**INSTRUCTIONS FOR THE TASK**
In exact form, set down only those lines of the material that run from its first line to the line with "5878F50029CDA742003D4BE2 /* UIView+AutoLayoutBuilder.swift", inclusive.

[Start of Attachment]

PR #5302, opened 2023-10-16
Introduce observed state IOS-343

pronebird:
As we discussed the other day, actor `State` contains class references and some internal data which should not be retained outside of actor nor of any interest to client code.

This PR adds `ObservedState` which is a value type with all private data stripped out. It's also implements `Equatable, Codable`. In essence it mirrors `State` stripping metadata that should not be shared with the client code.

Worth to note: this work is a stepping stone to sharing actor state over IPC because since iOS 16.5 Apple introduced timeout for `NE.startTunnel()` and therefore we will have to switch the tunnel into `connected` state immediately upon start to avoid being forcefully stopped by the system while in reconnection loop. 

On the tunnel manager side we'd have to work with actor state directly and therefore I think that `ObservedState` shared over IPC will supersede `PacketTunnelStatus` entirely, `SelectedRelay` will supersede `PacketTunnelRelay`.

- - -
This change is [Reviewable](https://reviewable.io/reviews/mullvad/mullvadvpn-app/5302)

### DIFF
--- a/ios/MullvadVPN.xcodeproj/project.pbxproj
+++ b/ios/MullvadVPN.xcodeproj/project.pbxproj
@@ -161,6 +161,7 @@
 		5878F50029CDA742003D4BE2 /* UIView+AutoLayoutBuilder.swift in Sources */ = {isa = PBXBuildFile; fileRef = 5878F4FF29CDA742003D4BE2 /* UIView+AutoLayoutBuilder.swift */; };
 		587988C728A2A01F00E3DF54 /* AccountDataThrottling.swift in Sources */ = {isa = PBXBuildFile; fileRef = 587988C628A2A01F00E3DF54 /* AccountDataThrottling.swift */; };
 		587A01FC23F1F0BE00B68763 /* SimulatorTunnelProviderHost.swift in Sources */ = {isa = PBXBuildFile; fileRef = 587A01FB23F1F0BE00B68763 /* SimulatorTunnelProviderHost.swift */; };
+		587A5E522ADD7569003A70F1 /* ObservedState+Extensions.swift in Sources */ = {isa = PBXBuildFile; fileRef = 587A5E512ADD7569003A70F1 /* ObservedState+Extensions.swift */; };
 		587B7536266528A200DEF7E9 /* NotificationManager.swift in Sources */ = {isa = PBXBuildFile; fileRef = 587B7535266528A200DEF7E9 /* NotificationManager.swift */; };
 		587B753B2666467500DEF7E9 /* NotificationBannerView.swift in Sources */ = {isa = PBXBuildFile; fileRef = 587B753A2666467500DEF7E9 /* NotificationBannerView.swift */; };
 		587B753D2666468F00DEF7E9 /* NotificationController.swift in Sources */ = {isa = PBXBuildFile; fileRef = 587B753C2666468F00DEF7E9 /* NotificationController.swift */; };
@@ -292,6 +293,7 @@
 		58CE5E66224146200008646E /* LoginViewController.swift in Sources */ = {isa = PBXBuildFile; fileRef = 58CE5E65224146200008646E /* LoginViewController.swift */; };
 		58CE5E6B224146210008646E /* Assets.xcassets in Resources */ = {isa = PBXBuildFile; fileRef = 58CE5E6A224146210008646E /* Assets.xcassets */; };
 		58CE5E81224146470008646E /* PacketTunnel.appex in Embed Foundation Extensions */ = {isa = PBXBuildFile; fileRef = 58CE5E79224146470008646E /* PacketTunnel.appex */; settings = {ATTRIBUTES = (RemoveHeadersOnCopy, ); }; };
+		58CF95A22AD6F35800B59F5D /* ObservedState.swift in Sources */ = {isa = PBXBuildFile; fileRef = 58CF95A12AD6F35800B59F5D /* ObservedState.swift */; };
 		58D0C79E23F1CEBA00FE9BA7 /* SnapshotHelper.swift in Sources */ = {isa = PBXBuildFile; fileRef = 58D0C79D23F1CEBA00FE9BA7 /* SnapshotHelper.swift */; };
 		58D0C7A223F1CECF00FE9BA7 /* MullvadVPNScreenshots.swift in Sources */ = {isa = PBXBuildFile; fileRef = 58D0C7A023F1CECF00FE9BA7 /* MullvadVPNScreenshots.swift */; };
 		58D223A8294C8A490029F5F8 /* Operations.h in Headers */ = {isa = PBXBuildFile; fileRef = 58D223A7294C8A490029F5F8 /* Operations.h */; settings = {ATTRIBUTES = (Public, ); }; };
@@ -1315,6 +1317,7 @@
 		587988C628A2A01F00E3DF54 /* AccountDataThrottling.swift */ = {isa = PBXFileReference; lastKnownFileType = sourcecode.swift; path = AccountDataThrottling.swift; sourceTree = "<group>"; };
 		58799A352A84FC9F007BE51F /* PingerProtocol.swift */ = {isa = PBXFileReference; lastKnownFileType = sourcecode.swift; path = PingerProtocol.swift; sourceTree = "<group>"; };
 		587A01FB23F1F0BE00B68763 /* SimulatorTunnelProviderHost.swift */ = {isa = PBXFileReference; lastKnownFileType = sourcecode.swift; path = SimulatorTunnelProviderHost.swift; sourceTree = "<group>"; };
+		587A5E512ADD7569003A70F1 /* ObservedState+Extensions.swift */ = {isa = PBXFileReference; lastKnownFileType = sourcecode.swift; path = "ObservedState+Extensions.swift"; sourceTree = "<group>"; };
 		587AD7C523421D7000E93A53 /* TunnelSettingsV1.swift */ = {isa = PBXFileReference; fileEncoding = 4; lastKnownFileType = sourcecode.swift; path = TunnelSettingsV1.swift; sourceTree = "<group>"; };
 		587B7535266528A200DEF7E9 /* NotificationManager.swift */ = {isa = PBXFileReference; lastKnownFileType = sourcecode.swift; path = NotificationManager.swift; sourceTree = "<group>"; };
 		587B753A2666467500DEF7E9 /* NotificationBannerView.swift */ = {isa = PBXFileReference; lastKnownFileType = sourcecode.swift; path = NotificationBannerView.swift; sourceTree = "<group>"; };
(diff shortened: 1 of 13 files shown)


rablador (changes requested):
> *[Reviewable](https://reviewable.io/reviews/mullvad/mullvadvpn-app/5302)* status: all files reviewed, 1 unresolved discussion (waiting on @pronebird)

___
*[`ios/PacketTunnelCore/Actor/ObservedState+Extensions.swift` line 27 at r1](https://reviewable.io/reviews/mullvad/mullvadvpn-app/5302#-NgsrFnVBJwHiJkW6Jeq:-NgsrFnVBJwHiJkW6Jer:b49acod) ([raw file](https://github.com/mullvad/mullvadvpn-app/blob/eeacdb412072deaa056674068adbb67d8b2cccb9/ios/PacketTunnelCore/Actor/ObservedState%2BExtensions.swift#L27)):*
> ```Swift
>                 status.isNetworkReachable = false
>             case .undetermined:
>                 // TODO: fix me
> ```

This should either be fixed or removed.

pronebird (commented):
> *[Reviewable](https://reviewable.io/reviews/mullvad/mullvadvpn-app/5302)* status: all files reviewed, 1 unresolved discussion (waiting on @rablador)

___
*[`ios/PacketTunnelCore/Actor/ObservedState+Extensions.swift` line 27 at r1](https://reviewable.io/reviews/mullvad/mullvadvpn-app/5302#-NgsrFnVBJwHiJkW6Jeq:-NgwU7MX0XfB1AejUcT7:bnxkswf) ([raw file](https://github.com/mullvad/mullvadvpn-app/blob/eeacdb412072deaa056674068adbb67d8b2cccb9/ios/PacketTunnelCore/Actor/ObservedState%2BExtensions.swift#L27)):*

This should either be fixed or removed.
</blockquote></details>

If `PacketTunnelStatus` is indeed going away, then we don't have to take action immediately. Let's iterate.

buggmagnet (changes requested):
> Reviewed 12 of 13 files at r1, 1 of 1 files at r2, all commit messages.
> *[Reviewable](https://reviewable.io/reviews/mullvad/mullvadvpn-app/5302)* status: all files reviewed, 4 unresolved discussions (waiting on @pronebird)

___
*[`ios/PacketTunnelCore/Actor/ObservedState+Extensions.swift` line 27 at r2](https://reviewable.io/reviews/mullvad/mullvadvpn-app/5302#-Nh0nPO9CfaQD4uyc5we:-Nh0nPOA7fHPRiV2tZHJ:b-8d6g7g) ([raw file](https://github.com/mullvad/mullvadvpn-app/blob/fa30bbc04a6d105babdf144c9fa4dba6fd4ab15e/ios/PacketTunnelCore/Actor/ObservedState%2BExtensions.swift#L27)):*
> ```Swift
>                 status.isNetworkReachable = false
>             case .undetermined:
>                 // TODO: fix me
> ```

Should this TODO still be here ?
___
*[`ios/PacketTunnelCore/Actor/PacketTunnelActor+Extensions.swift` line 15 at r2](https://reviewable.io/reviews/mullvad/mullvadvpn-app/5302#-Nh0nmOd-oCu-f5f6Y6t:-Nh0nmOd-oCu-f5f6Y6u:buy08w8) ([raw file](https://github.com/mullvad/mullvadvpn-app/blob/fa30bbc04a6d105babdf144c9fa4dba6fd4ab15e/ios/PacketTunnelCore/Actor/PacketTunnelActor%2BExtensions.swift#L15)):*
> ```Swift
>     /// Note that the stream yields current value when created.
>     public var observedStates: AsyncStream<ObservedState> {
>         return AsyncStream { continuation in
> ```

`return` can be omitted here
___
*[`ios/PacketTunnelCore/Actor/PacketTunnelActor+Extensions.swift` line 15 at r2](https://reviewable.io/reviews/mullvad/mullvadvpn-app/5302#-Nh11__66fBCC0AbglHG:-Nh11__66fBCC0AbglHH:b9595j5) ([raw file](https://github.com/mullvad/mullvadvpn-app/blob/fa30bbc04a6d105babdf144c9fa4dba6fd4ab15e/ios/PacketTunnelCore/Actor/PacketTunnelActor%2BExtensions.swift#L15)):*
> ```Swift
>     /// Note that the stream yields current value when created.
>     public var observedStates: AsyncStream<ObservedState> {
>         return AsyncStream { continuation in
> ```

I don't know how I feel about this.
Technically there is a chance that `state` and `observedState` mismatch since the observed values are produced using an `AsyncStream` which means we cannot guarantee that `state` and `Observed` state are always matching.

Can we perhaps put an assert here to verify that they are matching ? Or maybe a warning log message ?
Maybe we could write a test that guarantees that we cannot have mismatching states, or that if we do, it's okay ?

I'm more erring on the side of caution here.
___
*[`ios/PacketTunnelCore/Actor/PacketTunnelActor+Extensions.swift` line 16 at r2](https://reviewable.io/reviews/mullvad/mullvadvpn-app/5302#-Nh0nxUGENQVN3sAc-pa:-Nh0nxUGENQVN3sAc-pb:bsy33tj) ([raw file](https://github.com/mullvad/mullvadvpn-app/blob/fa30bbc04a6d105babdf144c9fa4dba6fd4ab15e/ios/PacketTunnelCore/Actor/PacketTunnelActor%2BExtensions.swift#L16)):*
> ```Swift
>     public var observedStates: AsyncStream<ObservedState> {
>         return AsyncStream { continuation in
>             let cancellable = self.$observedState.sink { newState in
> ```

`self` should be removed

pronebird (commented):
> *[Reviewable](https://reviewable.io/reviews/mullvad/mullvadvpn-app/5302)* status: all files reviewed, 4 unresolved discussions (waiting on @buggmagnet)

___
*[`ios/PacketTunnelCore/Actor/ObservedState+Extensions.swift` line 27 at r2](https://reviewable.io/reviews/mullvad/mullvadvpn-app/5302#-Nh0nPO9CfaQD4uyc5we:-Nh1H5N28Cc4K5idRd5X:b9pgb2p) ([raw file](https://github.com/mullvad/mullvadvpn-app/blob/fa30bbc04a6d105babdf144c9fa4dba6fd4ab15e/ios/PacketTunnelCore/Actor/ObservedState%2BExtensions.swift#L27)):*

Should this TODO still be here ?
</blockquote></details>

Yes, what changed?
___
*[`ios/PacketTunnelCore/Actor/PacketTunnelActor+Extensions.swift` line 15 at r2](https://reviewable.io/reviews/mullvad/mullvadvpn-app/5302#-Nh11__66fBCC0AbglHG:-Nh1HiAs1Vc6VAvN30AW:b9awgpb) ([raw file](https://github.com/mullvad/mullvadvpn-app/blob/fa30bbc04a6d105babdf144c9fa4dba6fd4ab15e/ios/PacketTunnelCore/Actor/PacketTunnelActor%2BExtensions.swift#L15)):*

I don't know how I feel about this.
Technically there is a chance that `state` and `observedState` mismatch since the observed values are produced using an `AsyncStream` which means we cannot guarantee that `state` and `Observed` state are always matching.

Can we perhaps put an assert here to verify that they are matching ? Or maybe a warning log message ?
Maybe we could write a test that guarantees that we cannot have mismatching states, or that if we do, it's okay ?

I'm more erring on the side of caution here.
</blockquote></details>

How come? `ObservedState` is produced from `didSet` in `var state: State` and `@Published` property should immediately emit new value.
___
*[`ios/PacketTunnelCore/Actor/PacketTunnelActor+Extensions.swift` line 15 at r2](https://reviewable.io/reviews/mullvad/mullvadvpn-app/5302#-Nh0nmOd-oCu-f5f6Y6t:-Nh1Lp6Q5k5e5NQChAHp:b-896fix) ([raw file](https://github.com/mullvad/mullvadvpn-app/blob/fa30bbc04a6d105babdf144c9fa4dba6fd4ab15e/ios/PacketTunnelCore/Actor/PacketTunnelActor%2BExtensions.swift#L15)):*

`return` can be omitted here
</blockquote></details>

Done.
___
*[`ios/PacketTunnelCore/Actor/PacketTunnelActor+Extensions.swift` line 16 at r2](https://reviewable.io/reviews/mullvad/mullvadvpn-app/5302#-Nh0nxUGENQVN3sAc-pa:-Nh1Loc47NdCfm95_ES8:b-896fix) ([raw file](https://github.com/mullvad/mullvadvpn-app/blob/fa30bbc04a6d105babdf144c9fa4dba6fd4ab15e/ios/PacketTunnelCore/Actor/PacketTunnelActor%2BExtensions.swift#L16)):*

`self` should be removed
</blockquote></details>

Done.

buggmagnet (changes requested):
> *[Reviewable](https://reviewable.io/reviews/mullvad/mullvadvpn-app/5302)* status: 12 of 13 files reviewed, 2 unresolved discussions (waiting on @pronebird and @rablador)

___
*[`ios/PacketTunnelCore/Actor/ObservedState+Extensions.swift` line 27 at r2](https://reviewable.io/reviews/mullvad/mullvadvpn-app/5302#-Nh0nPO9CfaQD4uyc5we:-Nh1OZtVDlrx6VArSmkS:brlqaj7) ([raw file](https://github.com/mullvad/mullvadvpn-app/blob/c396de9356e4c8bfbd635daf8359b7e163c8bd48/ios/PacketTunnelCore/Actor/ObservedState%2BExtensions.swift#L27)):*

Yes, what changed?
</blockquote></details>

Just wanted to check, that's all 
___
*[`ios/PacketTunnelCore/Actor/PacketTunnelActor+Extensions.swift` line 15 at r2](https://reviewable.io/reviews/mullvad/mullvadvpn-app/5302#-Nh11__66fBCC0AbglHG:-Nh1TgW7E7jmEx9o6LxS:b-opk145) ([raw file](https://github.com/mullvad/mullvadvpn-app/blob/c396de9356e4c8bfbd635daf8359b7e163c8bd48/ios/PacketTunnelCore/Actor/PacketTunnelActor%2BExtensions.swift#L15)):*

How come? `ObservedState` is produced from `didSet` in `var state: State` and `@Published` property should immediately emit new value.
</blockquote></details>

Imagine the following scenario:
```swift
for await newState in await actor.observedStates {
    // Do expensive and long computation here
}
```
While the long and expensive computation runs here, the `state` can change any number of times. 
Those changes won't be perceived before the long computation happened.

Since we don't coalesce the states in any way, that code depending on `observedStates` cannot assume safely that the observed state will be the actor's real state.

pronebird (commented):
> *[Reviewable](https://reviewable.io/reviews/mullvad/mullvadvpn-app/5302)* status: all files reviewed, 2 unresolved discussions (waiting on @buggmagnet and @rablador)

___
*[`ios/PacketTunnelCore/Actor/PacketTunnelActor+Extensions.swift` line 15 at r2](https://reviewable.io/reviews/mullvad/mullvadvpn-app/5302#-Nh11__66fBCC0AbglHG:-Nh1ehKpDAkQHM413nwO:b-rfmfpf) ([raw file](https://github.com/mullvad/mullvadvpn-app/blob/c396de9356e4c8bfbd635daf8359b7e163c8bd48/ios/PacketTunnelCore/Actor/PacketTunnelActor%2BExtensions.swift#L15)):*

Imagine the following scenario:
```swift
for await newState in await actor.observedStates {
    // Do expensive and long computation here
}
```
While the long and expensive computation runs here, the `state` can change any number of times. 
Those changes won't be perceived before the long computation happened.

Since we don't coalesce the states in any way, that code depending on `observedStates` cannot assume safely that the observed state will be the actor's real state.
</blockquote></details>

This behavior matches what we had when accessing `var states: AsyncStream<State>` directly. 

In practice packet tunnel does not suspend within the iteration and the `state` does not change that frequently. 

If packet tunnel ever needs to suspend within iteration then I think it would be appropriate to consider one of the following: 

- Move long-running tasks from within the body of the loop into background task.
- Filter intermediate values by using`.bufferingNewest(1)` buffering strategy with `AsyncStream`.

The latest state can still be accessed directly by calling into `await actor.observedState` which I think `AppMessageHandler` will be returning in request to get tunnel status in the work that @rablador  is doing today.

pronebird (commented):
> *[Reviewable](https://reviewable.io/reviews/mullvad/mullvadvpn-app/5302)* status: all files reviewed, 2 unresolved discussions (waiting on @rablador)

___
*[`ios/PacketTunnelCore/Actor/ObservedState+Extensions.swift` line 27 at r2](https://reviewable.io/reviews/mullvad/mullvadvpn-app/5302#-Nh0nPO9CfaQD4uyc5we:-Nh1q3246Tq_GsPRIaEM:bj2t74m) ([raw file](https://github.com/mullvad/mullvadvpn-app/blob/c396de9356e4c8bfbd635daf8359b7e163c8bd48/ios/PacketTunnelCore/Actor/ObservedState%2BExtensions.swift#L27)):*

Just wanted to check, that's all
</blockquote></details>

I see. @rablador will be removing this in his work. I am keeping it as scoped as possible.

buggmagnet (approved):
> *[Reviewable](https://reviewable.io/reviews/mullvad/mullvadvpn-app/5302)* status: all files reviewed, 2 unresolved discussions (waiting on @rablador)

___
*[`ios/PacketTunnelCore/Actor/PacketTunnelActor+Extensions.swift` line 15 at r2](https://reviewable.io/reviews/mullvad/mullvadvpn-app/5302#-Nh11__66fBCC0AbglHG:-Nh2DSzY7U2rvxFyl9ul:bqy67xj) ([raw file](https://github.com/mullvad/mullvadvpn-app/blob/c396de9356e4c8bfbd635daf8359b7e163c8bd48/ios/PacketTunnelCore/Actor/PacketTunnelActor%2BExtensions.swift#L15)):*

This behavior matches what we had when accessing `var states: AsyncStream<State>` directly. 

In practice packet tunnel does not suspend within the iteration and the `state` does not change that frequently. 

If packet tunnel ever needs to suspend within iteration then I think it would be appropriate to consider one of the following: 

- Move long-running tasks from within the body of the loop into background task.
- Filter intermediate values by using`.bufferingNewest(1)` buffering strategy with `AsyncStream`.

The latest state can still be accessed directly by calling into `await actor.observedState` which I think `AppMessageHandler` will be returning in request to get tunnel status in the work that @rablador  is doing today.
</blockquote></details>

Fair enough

[End of Attachment]

**SOLUTION TO THIS PROBLEM**
PR #5302, opened 2023-10-16
Introduce observed state IOS-343

pronebird:
As we discussed the other day, actor `State` contains class references and some internal data which should not be retained outside of actor nor of any interest to client code.

This PR adds `ObservedState` which is a value type with all private data stripped out. It's also implements `Equatable, Codable`. In essence it mirrors `State` stripping metadata that should not be shared with the client code.

Worth to note: this work is a stepping stone to sharing actor state over IPC because since iOS 16.5 Apple introduced timeout for `NE.startTunnel()` and therefore we will have to switch the tunnel into `connected` state immediately upon start to avoid being forcefully stopped by the system while in reconnection loop. 

On the tunnel manager side we'd have to work with actor state directly and therefore I think that `ObservedState` shared over IPC will supersede `PacketTunnelStatus` entirely, `SelectedRelay` will supersede `PacketTunnelRelay`.

- - -
This change is [Reviewable](https://reviewable.io/reviews/mullvad/mullvadvpn-app/5302)

### DIFF
--- a/ios/MullvadVPN.xcodeproj/project.pbxproj
+++ b/ios/MullvadVPN.xcodeproj/project.pbxproj
@@ -161,6 +161,7 @@
 		5878F50029CDA742003D4BE2 /* UIView+AutoLayoutBuilder.swift in Sources */ = {isa = PBXBuildFile; fileRef = 5878F4FF29CDA742003D4BE2 /* UIView+AutoLayoutBuilder.swift */; };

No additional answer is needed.